WHAT TO WORK ON:
Starting at the line that holds "that many newly-created" and stopping at the line that holds "-19,7 +19,7 @@", restate the records below word for word, with both of those lines included.

Records drawn from a dataset:
BEGIN

PR #894, opened 2016-08-11
Add legacy projects

tmeschter:
Add the projects for a couple of assemblies that are no longer in active development but we still need to ship for the time being.

These changes are mostly about basic cleanup to get the sources added to the repo and integrated with the build. Future changes will get the associated unit tests, if any, up and running, and introduce NuGet packages for these assemblies.


tmeschter:
@AndyGerlicher @rainersigwald @cdmihai Could you review, please?

src/XMakeConversion/XMakeConversion.csproj
```diff
@@ -1,48 +1,31 @@
...
+    <AssemblyName>Microsoft.Build.Conversion.Core</AssemblyName>
+    <RootNamespace>Microsoft.Build.Conversion.Core</RootNamespace>
   </PropertyGroup>
+  <!-- Default configurations to help VS understand the configurations -->
+  <PropertyGroup Condition=" '$(Configuration)|$(Platform)' == 'Debug|AnyCPU' " />
+  <PropertyGroup Condition=" '$(Configuration)|$(Platform)' == 'Release|AnyCPU' " />
+  <PropertyGroup Condition="'$(Configuration)|$(Platform)' == 'Debug|x64'" />
+  <PropertyGroup Condition="'$(Configuration)|$(Platform)' == 'Release|x64'" />
+  <PropertyGroup Condition="'$(Configuration)|$(Platform)' == 'Debug|x86'" />
+  <PropertyGroup Condition="'$(Configuration)|$(Platform)' == 'Release|x86'" />
```
rainersigwald: These two project are just DLLs so we should be able to get away with just an AnyCPU configuration--though that'll require some configuration manager gymnastics to get the solution working.

rainersigwald:
LGTM, but I think @cdmihai might be the best person to get the localized build going.

src/MSBuild.sln
```diff
@@ -50,6 +50,10 @@ Project("{FAE04EC0-301F-11D3-BF4B-00C04F79EFBC}") = "MSBuildTaskHost", "XMakeCom
 EndProject
 Project("{FAE04EC0-301F-11D3-BF4B-00C04F79EFBC}") = "Microsoft.Build.LocalizationTasks", "..\build\LocalizationTasks\Microsoft.Build.LocalizationTasks.csproj", "{06347A6C-32A4-4218-A930-0A22699C726C}"
 EndProject
+Project("{FAE04EC0-301F-11D3-BF4B-00C04F79EFBC}") = "OrcasEngine", "OrcasEngine\OrcasEngine.csproj", "{D21C4BF9-E131-4ACB-8960-794797F19A39}"
```
AndyGerlicher: Do we want these in the sln? We want them to build with build.cmd, but seems like it will make the sln slower and we don't want to give the impression people should use/change it. I would have left them out, but I'm fine either way.

AndyGerlicher:
Thanks for doing this!

LGTM except for the loc part failing CI. Ideally we could turn it off for now? @cdmihai is there an easy way? I don't want to block the package creation on work for loc.

cdmihai:
You need to add a bail out mechanism for projects that don't want to be localized. Have their csprojes define a property like '$(DoNotLocalizeMe)` and then update the localization import in here: https://github.com/Microsoft/msbuild/blob/master/src/dir.targets#L12

tmeschter:
@cdmihai I've updated the commits to disable localization for these two projects.

cdmihai:
Loc changes look good.

cdmihai:
Also, please run poli-check before merging :)

tmeschter:
@cdmihai Ran Policheck and cleaned up a few things. I'll merge this once the pull request builds complete successfully.

PR #896, opened 2016-08-11
Avoid node reuse during desktop-hosted builds

rainersigwald:
If msbuild is invoked with the (default) `/nodeReuse:true` argument,
worker nodes hang around for a period of time after the build is complete
to see if more work will be incoming. This is normally a nice
startup-time-reducing perf optimization. But in our own build, it means
that many newly-created MSBuild assemblies are opened and uneditable,
failing builds and causing cleans to fail.

Changing the Windows build script to just always pass `/nodeReuse:false`.

### DIFF
--- a/build.cmd
+++ b/build.cmd
@@ -19,7 +19,7 @@ set MSBUILD_ARGS=%MSBUILD_ARGS% /fileloggerparameters:Verbosity=diag;LogFile="%M
 
 :: Check for a runtime host. If not defined, do not use a host
 if not defined RUNTIME_HOST (
-	set BUILD_COMMAND="%MSBUILD_CUSTOM_PATH%" %MSBUILD_ARGS%
+	set BUILD_COMMAND="%MSBUILD_CUSTOM_PATH%" /nodeReuse:false %MSBUILD_ARGS%
 
     :: Check prerequisites for full framework build
  	if not "%VisualStudioVersion%" == "14.0" (


jeffkl:
LGTM

rainersigwald:
D'oh, forgot that we dropped that switch entirely on core, not just made it a no-op.

jeffkl:
Is this because there is no node reuse on core?  Or you can't turn it off on core?

rainersigwald:
@jeffkl You can't turn it on. The way it's implemented on Windows uses a named pipe named after the PID, so you can enumerate all MSBuild processes and ask if they're available for your use. But that's a potential elevation-of-privilege attack if you can talk to an elevated process (or another user) while yourself running in low-priv mode. Windows provides APIs to check that both sides of the pipe are the same user + elevation level, but other OSes don't, so we just cut the feature for Core. See 86f213b and #506.

jeffkl:
Interesting, well then I'm sure you know what to do, conditionally add the argument...

cdmihai:
Can you branch whether to use the switch or not in the caller of `build.cmd`? I think that one knows what the targeting configuration is.

rainersigwald:
Turned out to be easier to branch inside `build.cmd` but after checking for a host.

AndyGerlicher:
:shipit:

END

TASK RESULT:
that many newly-created MSBuild assemblies are opened and uneditable,
failing builds and causing cleans to fail.

Changing the Windows build script to just always pass `/nodeReuse:false`.

### DIFF
--- a/build.cmd
+++ b/build.cmd
@@ -19,7 +19,7 @@ set MSBUILD_ARGS=%MSBUILD_ARGS% /fileloggerparameters:Verbosity=diag;LogFile="%M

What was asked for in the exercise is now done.